Jordan clearly suspected so, and he set out at all costs to uncover the
truth. Bowden takes it from there.
His devotion to the subject is evident on every page. He took significant
risks, immersing himself for seven years in a shadow world of outlaws,
betrayal and violent death -- to the extent that at one point, apparently,
a price was put on his head by Mexican drug traffickers. In the
introduction, Bowden, who writes frequently about dreams here, calls that
shadow world a "nightmare" and this book its "archaeology." The result is
certainly much more than a crime story: it is a mature, deeply felt
exploration of the hidden connections binding two very different parts of
North America, as well as of the ties that bind a family. The narrative is
masterly. It moves out from Bruno's murder in successive waves, surging,
receding, sometimes swirling back in time, but generally flowing forward.
One gets the sense of Bowden as a fiercely independent writer, saying
exactly what he believes and ignoring the conventional classifications of
the nonfiction trade.
Is "Down by the River" an expose, a history, a biography, a memoir, an
adventure story, a philosophical musing? It is all of those things,
reportage on the highest level, and it moves between the categories without
hesitation or apology. It is a sort of poetry, too. When Bowden lets loose,
he writes as if in a fever. This, for instance, is a single sentence about
the uncontrollable memories of another Jordan brother, a professional
singer named Tony, who in his Mexican wanderings had become aware of the
savageries of the shadow world:
"Everyone has seen such storms, veritable warlocks that threaten our
immortal souls, that rip down the walls of the flimsy homes and slobber
against the panes of glass, gales that threaten all the dreams of safe
homes and pleasant gardens, patios filled with partygoers, a band striking
up and then the show tunes that bring such a cargo of fine memories and
nights of love, a storm that takes everything before it, that snuffs out
the barbecue, blows the band off its stand, kills the sound system, uproots
the big tree that gives such generous shade, a storm that erases a world
once seen as sure and solid, and at that moment everyone is left with just
the hope implied by the white light cascading down from the circular
fluorescent bulb, a light like the one light splashing down in the kitchen
of the Jordan family home on Frutas Street, like the one in Tony's mind
flowing across the reassuring old wooden table where the man lies strapped
and looks upward, his eyes burning as they stare, reach past the glare of
the light into the blackness waiting in the place called forever."
Who else writes like that? Is the process instinctive or calculated?

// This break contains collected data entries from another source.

Issue #134, opened 2016-01-22
hasClass does not work on root ReactWrapper


amccloud:
I think this is because `MountedTraversal#instHasClassName` short circuits to false if the instance does not pass the `isDOMComponent` check. Could we relax the check?

Example test case (React 0.14):

```javascript
const shallowComponent = shallow(<Video src="example.mp4" />);
const mountComponent = mount(<Video src="example.mp4" />);

// From ShallowTraversal
// Works!
assert.equal(shallowComponent.node.props.className, 'Video');

// Works!
assert.isTrue(shallowComponent.hasClass('Video'));

// Fails :( because isDOMComponent(mountComponent.node) is false
// Would otherwise pass
assert.isTrue(mountComponent.hasClass('Video'));

// From MountedTraversal (without isDOMComponent check)
// Works!
assert.equal(findDOMNode(mountComponent.node).className, 'Video');

// Works! ... but seems unnecessary
assert.isTrue(mountComponent.find('.Video').hasClass('Video'));
```

lelandrichardson:
hmmm. @amccloud this is an interesting side effect of how both react + enzyme is implemented. The react render tree is sort of a two-dimensional graph, where-as in shallow it is one-dimensional.  It's hard to know what the right implementations are.

I need to look at what the side effects of this are, but I suspect relaxing the isDOMComponent requirement will end up doubling the number of results getting returned for class-based selection...

```jsx
const Bar = () => (
  <div className="bar" />
);
const Foo = () => (
  <div><Bar /></div>
);

const wrapper = mount(<Foo />);
```

```jsx
// with your suggested change:
wrapper.find('.bar');
// <Bar />
// <div className="bar" />
```
```jsx
// right now it does this...
wrapper.find('.bar');
// <div className="bar" />
```

dozoisch:
I have the exact same issue. Was working with < 1.6. I've also tested on 2.0.0, same issue.

Here is a minimal example to repro

```js
const TestComponent = ({ children, className }) => (
  <div className={className}/>
);

describe('TestComponent', () => {
  it('mount allows us to set custom props', () => {
    const wrapper = mount(<TestComponent className="test" />);
    assert(wrapper.hasClass('test')); // false
  });
  it('shallow allows us to set custom props', () => {
    const wrapper = shallow(<TestComponent className="test" />);
    assert(wrapper.hasClass('test')); // true, as expected
  });
});
```

Note: `.props()` returns an empty object.

[...]

PR #220, opened 2016-02-29
Fix props() and debug() for SFCs

ryanalane:
Mounted wrappers for Stateless Function Components now return expected values for props() and debug(), where before they returned empty values. (addresses #134)

### DIFF
--- a/test/ReactWrapper-spec.js
+++ b/test/ReactWrapper-spec.js
@@ -466,7 +466,7 @@ describeWithDOM('mount', () => {
         expect(foundNotSpan).to.have.length(0);
       });
 
-      it('should return props object when debug() is called', () => {
+      it('should return props object when props() is called', () => {
         const SFC = function SFC({ selector }) {
           return (
             <div data-foo={selector}>Test SFC</div>
@@ -476,6 +476,18 @@ describeWithDOM('mount', () => {
         const selector = 'blah';
         const wrapper = mount(<SFC data-foo={selector} />);
         expect(wrapper.props()).to.deep.equal({ 'data-foo' : selector });
+      });
+
+      it.only('should return shallow rendered string when debug() is called', () => {
+        const SFC = function SFC({ data }) {
+          return (
+            <div data-foo={data}>Test SFC</div>
+          );
+        };
+
+        const content = 'blah';
+        const wrapper = mount(<SFC data={content} />);
+        expect(wrapper.debug()).to.equal('<SFC data="' + content + '">\n  <div data-foo="' + content + '">\n    Test SFC\n  </div>\n</SFC>');
       });
     });
 
--- a/test/ReactWrapper-spec.js
+++ b/test/ReactWrapper-spec.js
@@ -465,6 +465,18 @@ describeWithDOM('mount', () => {
         ));
         expect(foundNotSpan).to.have.length(0);
       });
+
+      it('should return props object when debug() is called', () => {
+        const SFC = function SFC({ selector }) {
+          return (
+            <div data-foo={selector}>Test SFC</div>
+          );
+        };
+
+        const selector = 'blah';
+        const wrapper = mount(<SFC data-foo={selector} />);
+        expect(wrapper.props()).to.deep.equal({ 'data-foo' : selector });
+      });
     });
 
     it('should not pass in null or false nodes', () => {
--- a/test/ReactWrapper-spec.js
+++ b/test/ReactWrapper-spec.js
@@ -475,7 +475,7 @@ describeWithDOM('mount', () => {
 
         const content = 'blah';
         const wrapper = mount(<SFC data={content} />);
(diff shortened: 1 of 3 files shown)


blainekasten:
You should add some tests around this.

ryanalane:
Thanks, added.

test/ReactWrapper-spec.js
```diff
@@ -465,6 +465,30 @@ describeWithDOM('mount', () => {
...
+
+      it('should return props object when props() is called', () => {
+        const SFC = function SFC({ selector }) {
+          return (
+            <div data-foo={selector}>Test SFC</div>
+          );
+        };
+
+        const selector = 'blah';
+        const wrapper = mount(<SFC data-foo={selector} />);
```
blainekasten: this is moot, as it doesn't really test the component itself, but you are implementing the SFC incorrectly. You are passing it `{data-foo: selector}` when the deconstructor in the props is looking for something more like `{selector: ...}`. Might be worth just having this be correct to prevent any sort of misunderstanding

ryanalane: I'm afraid I am not clear on what you mean.

As far as implementing the SFC correctly goes, do you mean passing properties that make sense? (I admit that was a sloppy use of an argument named `selector` I did there) Would the SFC used in lines 482-486 fit the bill?:
``` 
        const SFC = function SFC({ data }) {
           return (
             <div data-foo={data}>Test SFC</div>
           );
         };
```
And then as far as testing the component itself goes, what would be the right approach? Happy to make the changes, just want to understand before.

ryanalane: No worries, thank you. :) SFC updated.

test/ReactWrapper-spec.js
```diff
@@ -465,6 +465,30 @@ describeWithDOM('mount', () => {
...
+      it('should return props object when props() is called', () => {
+        const SFC = function SFC({ data }) {
+          return (
+            <div data-foo={data}>Test SFC</div>
+          );
+        };
+
+        const content = 'blah';
+        const wrapper = mount(<SFC data={content} />);
+        expect(wrapper.props()).to.deep.equal({ 'data' : content });
```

Whatever his method, the images and rhythms are beautifully chosen. Indeed,
how better could anyone convey the textures of the shadow world? Bowden
calls himself a reporter, and in a pure sense of the word he really is one.
He is also an authentic talent. Even at his most stylistically extreme, he
does not seem strained or self-indulgent. If his writing in "Down by the
River" is sometimes elliptical, the story he is getting at is elliptical
too. From the start it is clear that his protagonist, Phil Jordan, is
essentially just trying to "fix" the wrong that was done to his family. But
how do you "fix" a murder? In no sense does it detract from the ending of
the book, or the tension that runs throughout it, to reveal that almost
nothing here will submit to solution.